Synthesizing CTA Image Data for Type-B Aortic Dissection using Stable Diffusion Models
Ayman Abaid, Muhammad Ali Farooq, Niamh Hynes, Peter Corcoran, Ihsan Ullah
TL;DR
The study tackles data scarcity in TBAD CTA imaging by using a customized Text-to-Image diffusion pipeline fine-tuned via DreamBooth with LoRA on a limited seed set to generate class-specific TBAD features (TL, FL, FLT, TL+FL) in 2D slices. Outputs are generated at $512×512$ resolution using carefully designed prompts and negative prompts, with 100 training epochs and a small batch size to maximize data diversity while mitigating overfitting, and evaluated with MS-SSIM, FID, Inception-based features, t-SNE, and downstream UNet validation. Results show the synthetic CTAs can exhibit TBAD-related anatomy with fidelity comparable to real data for several classes, though FLT remains challenging to capture in some cases; clinician qualitative assessments corroborate realism alongside occasional noisy samples. Overall, the approach demonstrates a practical pathway to augment and diversify TBAD datasets, addressing privacy concerns and enabling downstream segmentation and prognosis research, with future work extending to 3D CTA generation and video diffusion for prognosis.
Abstract
Stable Diffusion (SD) has gained a lot of attention in recent years in the field of Generative AI thus helping in synthesizing medical imaging data with distinct features.

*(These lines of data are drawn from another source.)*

PR #548, opened 2024-07-08
[CARE-5666] Fix - Use overflow: auto in tables

kudlajz:
Previously the table element was using `overflow: hidden`, now it will use `overflow: auto` showing a scrollbar if needed.

Screenshot 2024-07-08 at 17 46 54

### DIFF
--- a/packages/slate-editor/src/components/EditorBlock/EditorBlock.tsx
+++ b/packages/slate-editor/src/components/EditorBlock/EditorBlock.tsx
@@ -53,7 +53,7 @@ export interface Props
     layout?: `${Layout}`;
     loading?: boolean;
     menuPlacement?: PopperOptionsContextType['placement'];
-    overflow?: 'visible' | 'hidden';
+    overflow?: 'visible' | 'hidden' | 'auto';
     overlay?: OverlayMode;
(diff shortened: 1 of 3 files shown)


packages/slate-editor/src/components/EditorBlock/EditorBlock.tsx
```diff
@@ -203,6 +203,7 @@ export const EditorBlock = forwardRef<HTMLDivElement, Props>(function (
                         [styles.border]: border,
                         [styles.editable]: Boolean(renderEditableFrame),
                         [styles.hasError]: hasError,
+                        [styles.overflowAuto]: overflow === 'auto',
```
kudlajz, line 206: I was wondering if we need these classes or would it be simpler to just pass the `overflow` to the `style` property? 🤔 

We're using `style` in the `ParagraphElement` for alignment for example, so I felt like we could use it here as well since we're using the `overflow` property as-is.

MohammadxAli: Makes sense :)

MohammadxAli (approved):
👍

PR #550, opened 2024-07-09
[CARE-4591] Fix - Only allow URL bookmark autoformatting in empty paragraphs

kudlajz:


e1himself (approved):

packages/slate-editor/src/modules/editor/getEnabledExtensions.ts
```diff
@@ -448,12 +448,13 @@ function buildPlaceholdersExtensionConfiguration({
...
                               isAllowed(editor) {
-                                  const isSelectionEmpty = EditorCommands.isSelectionEmpty(editor);
+                                  const isSelectionInEmptyParagraph =
+                                      EditorCommands.isCursorInEmptyParagraph(editor);
                                   const isInsideTable = TablesEditor.isTablesEditor(editor)
                                       ? TablesEditor.isInTable(editor)
                                       : false;
 
-                                  return isSelectionEmpty && !isInsideTable;
+                                  return isSelectionInEmptyParagraph && !isInsideTable;
```
kudlajz, line 457: @e1himself I've removed the `isSelectionEmpty` call since `isCursorInEmptyParagraph` already makes sure range is not expanded (therefore collapsed).

I haven't noticed any difference in behaviour, so should be okay 🙂

e1himself: IDK, I'd personally keep it for clarity.

kudlajz: Yeah, makes sense, I've reverted it, thanks!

The aim is to contribute to the ongoing effort focused on overcoming the limitations of data scarcity and improving the capabilities of ML algorithms for cardiovascular image processing. Therefore, in this study, the possibility of generating synthetic cardiac CTA images was explored by fine-tuning stable diffusion models based on user defined text prompts, using only limited number of CTA images as input. A comprehensive evaluation of the synthetic data was conducted by incorporating both quantitative analysis and qualitative assessment, where a clinician assessed the quality of the generated data. It has been shown that Cardiac CTA images can be successfully generated using using Text to Image (T2I) stable diffusion model. The results demonstrate that the tuned T2I CTA diffusion model was able to generate images with features that are typically unique to acute type B aortic dissection (TBAD) medical conditions.